Potatoes to PLCs, and only semi-retired.

From that potato farm in Wisconsin, Jim Christensen went on to the University of Wisconsin, earning a doctorate in Chemical Engineering/Computer Science in 1967, during which time he participated in a foreign exchange program with the Instituto Tecnologico y de Estudios Superiores in Monterrey, Mexico. He went on to postgraduate work at Dartmouth College, where he showed early promise by becoming a Ford Foundation Fellow in Engineering Design.

His early career alternated between academia and practical work. After leaving Dartmouth, he joined Chemshare Corp., where he developed automated calculation-sequencing and convergence-forcing modules for large chemical plant design and simulation programs. Later, for what was then the U. S. Atomic Energy Commission, in a two month period he designed, debugged and documented data acquisition hardware and software interface between a PDP-8L minicomputer and a large EAI hybrid computer.

Throughout the 1970s, Christensen alternated between operating as a real-world consultant and an academician, except for a sojurn in the late 1970s into running a company that made and marketed electronic musical instruments. Following that, he became senior systems engineer for TI’s PM550 and 510 programmable controllers.

In 1982, he was hired as manager of advanced research and development for Allen-Bradley, later Rockwell Automation. During his 23-year career there, he led the development of the IEC 61131-3 Standard for Programming Languages for Programmable Controllers, the global standard for this segment of the automation and control market. He has also led the development of the IEC 61499 standard, the successor to IEC 61131-3, for the next generation of industrial automation and control. His Function Block Development Kit software is the first internationally used IEC 61499-compliant software tool kit.

In addition to his work with the IEC, he has been in leading positions in the international Intelligent Manufacturing Systems (IMS) Program since its inception in 1990. He has served in both technical and management positions in the Holonic Manufacturing Systems (HMS) consortium, comprising major industrial and academic partners from Japan, Europe, Canada, Australia and the United States. He is a founding Member of the Board of Directors of the new IMS OOONEIDA Community of Common Interest for Intelligent Distributed Automation.

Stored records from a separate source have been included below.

PR #175, opened 2021-10-06
Arp cache support

PrasenjitAdhikary:
[Please view the proposed changes using the redocly API viewer](https://redocly.github.io/redoc/?url=https://raw.githubusercontent.com/open-traffic-generator/models/arp_cache_support/artifacts/openapi.yaml)

The proposed change has the support of retrieving ARP cache and Neighbor Discovery entries to make the same information available through gNMI interface (through the gNMI server) to a user.

The result set has been intentionally subdivided into two sub-groups, for resolved and unresolved entries, instead of adding one more column with resolved / unresolved status.  This approach has the benefit of not processing the entire result to know if there is any un-resolved entry and need a re-query before moving to the next step of the test. Instead, it is less overhead to look or zero entry in the unresolved group.

The column set for resolved / unresolved items is intentionally made identical, for easier processing, though the link-layer address column is always un-used for the unresolved group and can be removed.

Assuming the number of columns is limited (3 or 2 for the unresolved group), the column filter can also be removed from the request configuration (and also remove the link-layer address column from unresolved entries).

### DIFF
--- a/result/arp.yaml
+++ b/result/arp.yaml
@@ -24,31 +24,50 @@ components:
           description: >-
             The list of column names that the returned result set will contain.
             If the list is empty then all columns will be returned.
-            The column interface_name will always be present in the returned result set.
+            The column ipv4_name will always be present in the returned result set.
           type: array
           items:
             type: string
             enum:
-              - interface_name
-              - ip_address
+              - ipv4_name
+              - neighbor_ip
               - link_layer_address
+
+    Arp.Entries.Response:
+      description: >-
+        A container for ARP entries.
+      type: object
+      properties:
+        resolved:
+          description: >-
+            Contains the ARP entries where link-layer address of the neighbor is already known.
+          type: array
+          items:
+            $ref: './arp.yaml#/components/schemas/Arp.Entry'
+        unresolved:
+          description: >-
+            Contains the ARP entries where link-layer address learning of the neighbor is still pending.
+          type: array
+          items:
+            $ref: './arp.yaml#/components/schemas/Arp.Entry'
 
     Arp.Entry:
       description: >-
         ARP entry. A per neighbor information for IPv4 interfaces, learned through ARP.
       type: object
       properties:
-        interface_name:
+        ipv4_name:
           description: >-
-            The name of the interface.
+            The name of the IPv4 interface.
           type: string
-        ip_address:
+        neighbor_ip:
           description: >-
-            The IPv4 address of the neighbour node.
+            The IPv4 address of the neighbor node.
           type: string
           format: ipv4
         link_layer_address:
           description: >-
             The link-layer address of the neighbor node.
+            For an unresolved ARP entry, value will be either empty or set to default MAC address.
           type: string
           format: mac
--- a/result/arp.yaml
+++ b/result/arp.yaml
@@ -8,13 +8,13 @@ components:
   schemas:
     Arp.Entries.Request:
       description: >-
-        The request to retrieve ARP entries per IPv4 interface.
+        The request to retrieve ARP entries for IPv4 interface(s).
       type: object
       properties:
         ipv4_names:
           description: >-
             The names of IPv4 interfaces for which ARP entries will be retrieved.
-            If no interface names are specified then the result set will contain all ARP entries.
+            If no interface names are specified then the result set will contain all ARP entries for all available IPv4 interfaces.
           type: array
           items:
             type: string
@@ -22,9 +22,9 @@ components:
             - "/components/schemas/Device.Ipv4/properties/name"
         column_names:
           description: >-
-            The list of column names that the returned result set will contain.
-            If the list is empty then all columns will be returned.
-            The column ipv4_name will always be present in the returned result set.
+            Name of the columns (as list), that will present in the returned result set.
+            If the column names is empty then all columns will be returned.
+            The column ipv4_name (the name of the IPv4 interface) will always be present in the returned result set.
           type: array
           items:
             type: string
@@ -40,20 +40,20 @@ components:
       properties:
         resolved:
           description: >-
-            Contains the ARP entries where link-layer address of the neighbor is already known.
+            Contains the ARP entries for which link-layer address (MAC) of the neighbor is already known.
           type: array
           items:
             $ref: './arp.yaml#/components/schemas/Arp.Entry'
         unresolved:
           description: >-
-            Contains the ARP entries where link-layer address learning of the neighbor is still pending.
+            Contains the ARP entries for which link-layer address (MAC) learning of the neighbor is still pending.
           type: array
           items:
             $ref: './arp.yaml#/components/schemas/Arp.Entry'
 
     Arp.Entry:
       description: >-
-        ARP entry. A per neighbor information for IPv4 interfaces, learned through ARP.
+        ARP entry. For an IPv4 interface, a neighbor MAC information as learned through ARP.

Jim retired from Rockwell in 2005, mostly so he could devote his entire attention to evangelizing for IEC 61499, which he does from his post as president of Holobloc, Inc.. Christensen says, “The 61499 standard has so far inspired a lot more academic research than industrial adoption—an indication that it is still quite far advanced from the state of the art in industrial practice.”

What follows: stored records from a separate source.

PR #177, opened 2021-10-07
Reverting back LAG ethernet config

Rangababu-R:
@SuryyaKrJana / @apratimmukherjee,
The use case referring to is if Ethernet mac and vlan needs to configured on a LAG interface.
recently in sonic we noticed a use case with vlan being configured on a port-channel

please advice if this is a valid scenario?

### DIFF
--- a/lag/lag.yaml
+++ b/lag/lag.yaml
@@ -14,9 +14,9 @@ components:
     
     Lag.Port:
       description: >-
-        The container for a port and LAG protocol settings.
+        The container for a port's ethernet interface and LAG protocol settings
       type: object
-      required: [port_name, protocol]
+      required: [port_name, protocol, ethernet]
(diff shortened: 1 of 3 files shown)


lag/lag.yaml
```diff
@@ -26,6 +26,8 @@ components:
           - '/components/schemas/Port/properties/name'
         protocol:
           $ref: '#/components/schemas/Lag.Protocol'
+        ethernet:
+          $ref: '../device/ethernet.yaml#/components/schemas/Device.EthernetBase'
```
SuryyaKrJana, line 30: By mistaken it has been deleted.

apratimmukherjee (approved):
Yes, indeed looks like an unintended change. It should indeed be reverted.

PR #178, opened 2021-10-09
Adding bgp local preference

SuryyaKrJana:


device/bgp/bgproutepathattributes.yaml
```diff
@@ -18,4 +18,10 @@ components:
           enum:
           - igp
           - egp
-          default: igp
\ No newline at end of file
+          default: igp
+        local_preference:
```
apratimmukherjee, line 22: Might be good to also have a boolean field to exclude it if needed, e.g, include_local_preference , default true ; so that the default ibgp use-case works where this must be present but user has option to exclude from non-default ebgp usecase if desired . It could be made an optional required parameter but that makes is harder for users and also existing scripts need to have this explicitly added else iBGP sessions will flap, so we should definitely have the default value as done now.

apratimmukherjee (approved):

device/bgp/bgproutepathattributes.yaml
```diff
@@ -18,4 +18,10 @@ components:
...
+          description: >-
+            Local Preference attribute, for iBGP peers to select the path for the traffic leaving the AS.
+          type: integer
+          default: 100
```
apratimmukherjee, line 26: Maybe default of 0 is better since it aligns with current defaults and with default  in IxN today.

apratimmukherjee (approved):

device/bgp/bgproutepathattributes.yaml
ashutshkumr: Agreed, although I would advice against exposing another attribute. Maybe we can have local_preference as an object with one attribute called `value`. It will achieve similar purpose.

e.g. `obj.local_preference.value = 100`

device/bgp/bgproutepathattributes.yaml
ashutshkumr: what's wrong with 100 as a default value which is more universally recognized ?

PR #596, opened 2023-09-27
[Merged by Bors] - feat: use identity guard (PL-625)

trs:
Utilize standard identity guard, remove `verifyDMAPIKey`

### DIFF
--- a/lib/middlewares/auth.ts
+++ b/lib/middlewares/auth.ts
@@ -1,4 +1,3 @@
-import { BaseModels } from '@voiceflow/base-types';
 import VError from '@voiceflow/verror';
 import fetch from 'node-fetch';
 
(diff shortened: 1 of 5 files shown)


lib/middlewares/auth.ts
```diff
@@ -51,49 +38,59 @@ class Auth extends AbstractMiddleware {
...
+  };
 
-      if (!identity?.identity?.id) throw new Error();
+  verifyIdentity = async (req: Request, _res: Response, next: Next): Promise<void> => {
+    try {
+      const guard = await this.getIdentityGuard();
+      if (!guard) return next();
 
-      return next();
+      return guard()(req, res, next);
```
zhihil, line 89: Could we abstract the `getXGuard()` and `verifyX()` methods? Seems their overall logic is similar (e.g. `verifyIdentity()`, `verifyPermissions()`), but they differ only in their strategy, i.e, Identity or Permissions.

zhihil: Nevermind, if this is a temporary pattern, then it's not worth the abstraction.

pmvrmc (approved):
there is a build issue, but code looks good.

theProf (approved):

trs:
bors merge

About those twisty paths, Christensen says, “the last good book I’ve read is The Reluctant Parting: How the New Testament’s Jewish Writers Created a Christian Book by Julie Galambush,” he says. Christensen goes on, “Probably my most interesting project is trying to adapt the Tibetan Buddhist path of spiritual development called the “lam rim” (“steps on the path”) to Christianity.” He concludes, “There is a long spiritual odyssey behind that, but that is another story.”

Along the way, Christensen married. “As of January 27, I’ll have been married to the same fine woman for 44 years. We’re the proud parents of two very accomplished sons and four lovely grandchildren,” Christensen boasts that, “One of the great pleasures of semi-retirement is being able to hop in the car and drive over to see them.”



Thomas F. Edgar

  Thomas F. Edgar

Tom Edgar is grandmaster of control theory.

“My obsession is the energy situation,” says inductee Thomas F. Edgar. “I teach a class at UT on energy policy and technology, have read several books by Tom Friedman recently and I also like The End of Oil by Paul Roberts.” Another twisty path?